第257話「探偵ごっこに、さよなら 前篇」

 手の平の中にある銃は、携帯電話ほどの重さしかないのだが、人を殺すかもしれないプレッシャーが紬に両手で構えさせるほどの重量を感じさせていた。

 そんな紬を気にも留めず、明らかに罪を犯そうとするピーター・ハートに、ジェシカ・フーヴァーは怒りをあらわにする。

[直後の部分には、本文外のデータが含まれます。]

PR #880, opened 2025-08-24
Add optional MAG definitions for BETAFPVF405 and BETAFPVF405_ELRS targets

liyouluo:
Hi. Please check.

This configures the I2C interface on the board for use with an external magnetometer.

The target board has an I2C pad.

Thank you.

image

### DIFF
--- a/configs/BETAFPVF405/config.h
+++ b/configs/BETAFPVF405/config.h
@@ -39,6 +39,11 @@
 #define USE_FLASH
 #define USE_FLASH_W25Q128FV
 #define USE_MAX7456
+#ifndef USE_MAG
+#define USE_MAG
+#define USE_MAG_QMC5883
+#define USE_MAG_IST8310
+#endif
 
 #define BEEPER_PIN           PB4
 #define MOTOR1_PIN           PB0
@@ -60,6 +65,8 @@
 #define UART4_RX_PIN         PA1
 #define UART5_RX_PIN         PD2
 #define UART6_RX_PIN         PC7
+#define I2C1_SCL_PIN         PB8
+#define I2C1_SDA_PIN         PB9
 #define INVERTER_PIN_UART3   PC9
 #define INVERTER_PIN_UART6   PC8
 #define LED0_PIN             PB5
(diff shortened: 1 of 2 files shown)


configs/BETAFPVF405/config.h
```diff
@@ -39,6 +39,11 @@
 #define USE_FLASH
 #define USE_FLASH_W25Q128FV
 #define USE_MAX7456
+#ifndef USE_MAG
+#define USE_MAG
+#define USE_MAG_QMC5883
+#define USE_MAG_IST8310
+#endif
```
haslinghuis: If this board is not part of a BNF including MAG, this should be a cloud build option.
```suggestion
```

configs/BETAFPVF405_ELRS/config.h
```diff
@@ -39,6 +39,11 @@
 #define USE_FLASH
 #define USE_FLASH_W25Q128FV
 #define USE_MAX7456
+#ifndef USE_MAG
+#define USE_MAG
+#define USE_MAG_QMC5883
+#define USE_MAG_IST8310
+#endif
```
haslinghuis, line 46: Same as above

haslinghuis:
```suggestion
```

ot0tot:
PB8 is already mapped to ESC_SERIAL and RX_PPM in the target.  It cannot be used for those and I2C. 
Additionally, PB8 should be removed from the timer pin map in the BETAFPVF405_ELRS target.

haslinghuis:
@osirisinferi guess these targets were submitted before our manufacturer guideline requirements kicked in - as we all learn in the progress to get the best possible hardware out.

osirisinferi:
> @osirisinferi guess these targets were submitted before our manufacturer guideline requirements kicked in - as we all learn in the progress to get the best possible hardware out.

@haslinghuis Didn't mean to "point fingers", but thought maybe someone would like to fix these 🙂 Do you have schematics of the older boards?

haslinghuis:
No worrries, schematics were not required before the program.

PR #917, opened 2025-09-26
Add the missing UART3

YI-BOYANG:
Upon inspection, it was found that the definition of UART3 was missing.

## Summary by CodeRabbit

* **New Features**
  * Enabled UART3 on the GEPRCF722 BT HD V3 target by adding TX/RX pin mapping, providing an additional serial port for peripherals (e.g., receivers, telemetry, GPS).
  * Improves flexibility and peripheral compatibility without altering existing UART configurations or other board settings.


haslinghuis (approved):

ot0tot:
The UART is not missing, you are using those pins for I2C and they are connected to the barometer.

osirisinferi:
@coderabbitai Why did you not detect the duplicate pin assignments which would result from this PR?

PR #918, opened 2025-09-29
Update TAKERF722SE

YI-BOYANG:
Added bmp280 and dps310, set the default UART, and added the configuration for pinio1.

## Summary by CodeRabbit

- New Features
  - Added barometer support (BMP280, DPS310) on TAKERF722SE.
  - Enabled MSP DisplayPort over UART1 for on-screen display integrations.

- Changes
  - Default Serial RX moved to UART2 (was UART3).
  - Removed BMI270 accelerometer/gyroscope configuration in favor of barometer-focused options.


configs/TAKERF722SE/config.h
```diff
@@ -103,9 +105,10 @@
 #define ADC1_DMA_OPT 0
 
 #define DEFAULT_FEATURES FEATURE_ESC_SENSOR
-#define SERIALRX_UART SERIAL_PORT_USART3
 
-// serial 5 1024 115200 57600 0 115200
+#define MSP_DISPLAYPORT_UART            SERIAL_PORT_USART1
+#define SERIALRX_UART                   SERIAL_PORT_USART2
```
VitroidFPV, line 110: Default UART port functions are generally only used for peripherals that are integrated onto the board itself, or BNF quads where the factory setup will consistently use those specific ports. If you cannot ensure consistency, it's best to leave this up to the user or factory setup

YI-BOYANG: imageIn the design of FC, UART2 is specifically used for RX communication. However, the target has not been modified before.

VitroidFPV: If that's how it comes set up in the BNFs that use it, that's probably fine

configs/TAKERF722SE/config.h
```diff
@@ -116,7 +119,7 @@
 #define BEEPER_INVERTED
 #define MAX7456_SPI_INSTANCE SPI2
 #define PINIO1_CONFIG 129
-#define PINIO1_BOX 0
+#define PINIO1_BOX 40
```
ot0tot: Why are you changing this? What does PINIO 1 control?

YI-BOYANG: Because some users have requested that USER1 be used to control the on/off of the 12V power supply.

ot0tot: What is PINIO1 connected to on the FC? Can you post the schematic in the Discord?

YI-BOYANG: QQ_1759201293471 This is the schematic diagram of the PINIO1 connection. It can control a pad to output 12V voltage.

ot0tot: So for the past several years the VTX power on this FC was tied to the arm switch? That makes no sense. Have you changed the design?

YI-BOYANG: In fact, the previous VTX power supply and ARM switch were not related. I don't understand why pnio1_box was set to 0 when designing the target. Based on the user's feedback, we are now considering adjusting the design and using PIO1 to control the 12V power supply.

ot0tot: What was pin C01 connected to previously?

YI-BOYANG: Prior to this, PC1 was not connected to any location. Therefore, this change will not have any impact on the existing FC design.

ot0tot: If you are making changes to the FC design, this requires a new target.

YI-BOYANG: I believe that the new design and the old design can use the same target; there is no need to create a new one. However, the new design is still under planning. If you don't agree with the modifications made by pinio1, I can first cancel them and then we can have a discussion later. We need to add a barometer now.

ot0tot: Does this FC have a barometer? The product page and images make no mention of it.
https://geprc.com/product/geprc-taker-f722-se-flight-controller/

image

YI-BOYANG: Our subsequent plan is to add the "spl06-001 baro" to it.

ot0tot: 1) The SPL06 is a poor quality baro, use something better.
2) Any revisions to the FC require a new review.  The design as-is does not meet the current standards.

PR #513, opened 2021-11-08
fix: add `directory_id` property to `DsyncUser*Webhook` interfaces

liaujianjie:
### Context

The `directory_id` property is observed in the webhook request body but it is not available on the `DsyncUser*Webhook` interfaces.

This PR adds the missing `directory_id` property to all directory sync webhook event interfaces' `data` property.

### Example `dsync.user.created` webhook request body

```js
{
    "id": "wh_01FKZ41WJYEG7ZQTAN6AZ47P6P",
    "data": {
        // ...
        "last_name": "Liau",
        "first_name": "Jian Jie",
        "directory_id": "directory_01FKZ3ZTD2Z5F1093YTKNBWVMJ", // <- this is present but not represented in the interface
        // ...
    },
    "event": "dsync.user.created"
}
```

### DIFF
--- a/src/webhooks/interfaces/webhook.interface.ts
+++ b/src/webhooks/interfaces/webhook.interface.ts
@@ -77,17 +77,23 @@ export interface DsyncGroupUserRemovedWebhook extends WebhookBase {
 
 export interface DsyncUserCreatedWebhook extends WebhookBase {
   event: 'dsync.user.created';
-  data: User;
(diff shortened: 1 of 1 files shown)


maxdeviant:
Thanks for the PR!

It looks like this change was already merged in #514.

We'll have a new version out soon with the changes 🙂

PR #514, opened 2021-11-08
Fix missing directory_id on user webhook event

andyrichardson:
# About

Fix missing attribute on user webhook events

> Note: I haven't looked into whether `directory_id` should be present on all uses of the `User` interface (or if this "merged" type is only used in webhooks

### DIFF
--- a/src/directory-sync/interfaces/group.interface.ts
+++ b/src/directory-sync/interfaces/group.interface.ts
@@ -1,5 +1,6 @@
 export interface Group {
   id: string;
+  directory_id: string;
   name: string;
   raw_attributes: any;
 }
--- a/src/directory-sync/interfaces/user.interface.ts
+++ b/src/directory-sync/interfaces/user.interface.ts
@@ -6,6 +6,7 @@ export interface User<
   TCustomAttributes extends object = DefaultCustomAttributes,
 > {
   id: string;
+  directory_id: string;
   raw_attributes: any;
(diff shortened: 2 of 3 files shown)


maxdeviant:
> Note: I haven't looked into whether `directory_id` should be present on all uses of the `User` interface (or if this "merged" type is only used in webhooks

The `directory_id` is a core property of the `User` type, so we can add it there 🙂 

It looks like it is missing on `Group` as well, if you'd like to add it there as well.

andyrichardson:
@maxdeviant thanks for the response!

Sorry to be second guessing you here, I'm looking at some of the example docs and the `User` and `Group` types don't show the `directory_id` on those entities.

Screenshot from 2021-11-09 10-14-17

Is it safe to assume that the examples are incorrectly missing the `directory_id` attribute on `User` and `Group` entities?

maxdeviant:
> @maxdeviant thanks for the response!
> 
> Sorry to be second guessing you here, I'm looking at some of the example docs and the `User` and `Group` types don't show the `directory_id` on those entities.
> 
> Screenshot from 2021-11-09 10-14-17
> 
> Is it safe to assume that the examples are incorrectly missing the `directory_id` attribute on `User` and `Group` entities?

Yep, those fields should be present in the Docs. We can get those added there!

maxdeviant (approved):

PR #517, opened 2021-11-08
Stringify payload in webhooks validation to resolve error

awolfden:
Add JSON.stringify to payload variable in computeSignature webhook method to resolve the 'Signature hash does not match the expected signature hash for payload' error


logangingerich (approved):
Thanks for catching!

「気でも触れたの? 貴方、自分が何を言ってるのか解ってるの?」


「当然だ」


「と、当然ですって!? そんなことが許される訳ないでしょ!」


「許されない? 一体、誰に対してだ?」


「そんなことを説明しなければならないほど、愚かになったの? 貴方は、連邦捜査官(FBI)なのよ!」


 自分の考えが解らない相棒に、ピーターの語気にも熱が入る。


「そうだ、俺はFBIだ。FBIには、国民を守る義務がある! トニーも、その一人じゃないのか?」


「だからこそ、私たちが……」


「俺には、ヨハン追跡の任務がある。君が一人でトニーを守るのか? 24時間不眠不休で?」


「そ、それは、信頼できる誰かに……」


「誰だ、そいつは! 教えてくれよ! 一体、誰が信頼できるんだ! 君は、マーティンが裏切り者だと気づいていたのか!」


 正論を叩きつけられ、ジェシカは言い返すことが出来ない。


「こいつらがトニーを殺さないのは、君でも理解できるだろ?」


「だけど……」


「まだ解らないのか! 俺たちではトニーは守れない! 君は今だけの正義を見て、その先を見ちゃいない!」


「だからって、法を犯すって言うの?」


「そうだ! 逆に問うが、法とは一体、誰の為にある? 国民じゃないのか? 国民あっての、法じゃないのか? 君は国民の命よりも、法を優先するのか? 俺は、国民を守るために、法を犯すんだよ!」


 ピーターの名演説に、ハラミが拍手を贈る。


「素晴らしい覚悟だ。仲間に欲しいくらいだ」


「勘違いするなよ。俺は、お前ら組織を信用した訳じゃない」


「解ってるよ。この数分のやり取りで『信用した』と言われる方が、どうかしてる。だが、俺たちがアンタらを生かす理由も、解ってるんだろ?」


 まだ、理解が追いつかないジェシカへの牽制として、敢えて口にしたな?


 ピーターもまた、原田に合わせ説明するように、それに答える。


「ヨハンを無罪にする証拠は、此処に全て揃っている。交渉するよりも、俺たちを殺して、全てマーティンに罪を着せる方が簡単な筈だ。だが、そうしないのは、俺たちに利用価値があるからだろ?」


「その通りだ」


 すると、ピーターは小刻みに腕を震わし、銃を構える南城紬なんじょうつむぎを指差した。


「そろそろ、下ろしてもらえないか?」


「まだだ、女の同意が先だ」


 ジェシカは「解ったわよ……」と、溜め息混じりに同意したのだが、その不十分な答え方に納得できなかったのは、ピーターの方だった。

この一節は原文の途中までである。